Russia’s manufacturing PMI puts in a marginal rise in March just above no change

Russia’s manufacturing PMI puts in a marginal rise in March just above no change
Russia's manufacturing PMI index is growing but only just / bne IntelliNews
By bne IntelliNews April 2, 2018

Russia’s manufacturing PMI put in a marginal rise in March up to 50.6 from 50.2 a month earlier and only just above the 50 no-change mark in the IHS Markit index, a composite snapshot of manufacturing actively based on a monthly survey.

While the services PMI has been doing very well in recent months, rising to 56.5 in February from 55.1 in January and lifting the overall index, manufacturing has failed to take off.

The poor manufacturing results mirror the lacklustre performance in the official industrial production results in the last quarter, which slowed noticeably, probably due to heavy cuts in defence spending, BSC Global Markets chief economist Vladimir Tikhomirov speculated in a recent interview with bne IntelliNews.

Russia has emerged from a two year economic recession and rising real incomes have lifted demand and will contribute to the 1.8% growth forecast by the Russian economics ministry, but the recovery remains fragile and partly dependent on oil price dynamics this year.

The Markit March survey data indicated a “marginal improvement in operating conditions across the Russian manufacturing sector.”

“Overall growth was slightly stronger than that seen in February but below the long-run series average. Output and new orders increased at weaker rates, with new business growth easing to the slowest in the current 20-month sequence of expansion. Inflationary pressure meanwhile remained muted in the context of the series history. Business confidence dipped to a three-month low, but was strongly positive overall,” Markit said in a statement.

The March result was the second weakest since June 2017, and the first quarterly average for 2018 (51.0) is the weakest since the third quarter of 2016, Markit says.

However, while the result is not spectacular, manufactures have gone back to work and output was rising steadily, even if the rate of expansion had slowed to a five-month low. Anecdotal evidence attributed the sustained increase to a continued upturn in client demand, reported the consultant.

And manufacturers are continuing to receive new orders, even if the pace of growth in new orders slowed in March.

“The rate of increase [in new orders] was the slowest in the current 20-month sequence of expansion. Although some panellists linked the rise to the acquisition of new clients, others raised concerns regarding signs of more fragile demand. That said, export order growth remained solid overall,” Markit said.
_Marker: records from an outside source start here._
PR #2089, opened 2024-10-10
Test coverage for Issue 39496

labkey-chrisj:
#### Rationale
This adds regression coverage for Issue 39496, which verifies that missing values written to an assay via the `SaveBatch `API are handled as expected.

On a related note, this test sets up a simple way to verify whether or not missingValue indicators should be exported or not; [Issue 37610](https://www.labkey.org/home/Developer/issues/issues-details.view?issueId=37610) tracks this question and is a very stale issue; current behavior is to export empty values (not showing missing-value indicators as they appear in the dataregion) and in the years this issue has been around, nobody has asked for a fix.  (so, this might be an opportune time to decide whether or not to expect missingValue indicators to be exported)

It also attempts to address the intermittent test failure in [BiologicsSampleTimelineTest.testEditSampleDetailCausesTimelineEvent](https://teamcity.labkey.org/viewLog.html?buildId=3226197&buildTypeId=LabKey_2410Release_Premium_ProductSuites_Biologics_LimsStarter_LimsStarterB&fromSakuraUI=true#testNameId-6192646934553344580), which seems to be caused by a race condition in which the test looks for a select in `DetailTableEdit `before it is rendered, without waiting for it to appear.

#### Related Pull Requests
n/a

#### Changes

- [ ] add a new test case
- [ ] try to fix intermittent test failure

### DIFF
--- a/src/org/labkey/test/tests/assay/AssayMissingValuesTest.java
+++ b/src/org/labkey/test/tests/assay/AssayMissingValuesTest.java
@@ -10,7 +10,6 @@ import org.labkey.test.Locator;
 import org.labkey.test.TestFileUtils;
 import org.labkey.test.categories.Daily;
 import org.labkey.test.pages.admin.ExportFolderPage;
-import org.labkey.test.pages.samplemanagement.assay.AssayResultsPage;
 import org.labkey.test.params.FieldDefinition;
 import org.labkey.test.params.assay.GeneralAssayDesign;
 import org.labkey.test.tests.MissingValueIndicatorsTest;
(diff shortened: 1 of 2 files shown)


src/org/labkey/test/tests/assay/AssayMissingValuesTest.java
```diff
@@ -217,6 +222,54 @@ public void testAssayMV()
...
+        // navigate to the results view
+        goToProjectHome();
+        clickAndWait(Locator.linkWithText(assayName));
+        clickAndWait(Locator.linkWithText("view results"));
+        var dataRegion = DataRegionTable.DataRegion(getDriver()).waitFor();
+
+        // expect 3 rows in this assay, p2 and p3 should get mv indicators in the count column
+        Map<String, List<Integer>> expectedMVIndicators = new HashMap<>();
+        expectedMVIndicators.put("Count", List.of(1, 2));
+        checkMvIndicatorPresent(dataRegion, expectedMVIndicators);
```
cnathe, line 275: this looks good and matches the approach we discussed!
looks like the other test cases in this file also have a call to `checkDataregionData()` that goes with the `checkMvIndicatorPresent()` call.

labkey-chrisj: I've added a check for dataRegion data to the test, thanks for the suggestion

labkey-tchad (approved):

The slower growth means there is some spare production capacity in the system, despite backlogs in orders and falling unemployment, which remains at record lows of about 5%, although the rate of job shedding was only marginal.

Inflation is also at a record low, but companies are seeing costs increase. While the consumer price index was also at a record low of 2.2 in February, the producer price index remained at an elevated level of 5% in January and 5.7% in February, albeit down from 8.4% in the last month of last year. Increases in raw material prices are driving prices higher for producers.

“Panellists reportedly passed on higher costs to clients through a rise in charges. That said, inflationary pressures remained muted in the context of the series history, despite rates of both input price and output charge inflation accelerating,” said Markit.

Finally, expectations towards the year-ahead outlook for output dipped to a three-month low but remained strong overall, said Markit. Survey respondents linked optimism to product development and hopes of more robust client demand.

Commenting on the Russia Manufacturing PMI survey data, Sian Jones, economist at IHS Markit, said: “March survey data indicated a marginal improvement in operating conditions across the manufacturing sector. Although the overall pace of growth was faster, both output and new orders expanded at weaker rates. Moreover, average growth in the first quarter of 2018 was the slowest since the third quarter of 2016. Meanwhile, despite both input price and output charge inflation accelerating, rates of increase remained subdued in the context of the series history. Although output growth eased for the second successive month, business confidence was nonetheless strong in March. Those expecting output to rise over the next 12 months attributed their optimism to new product development and hopes of more robust client demand.”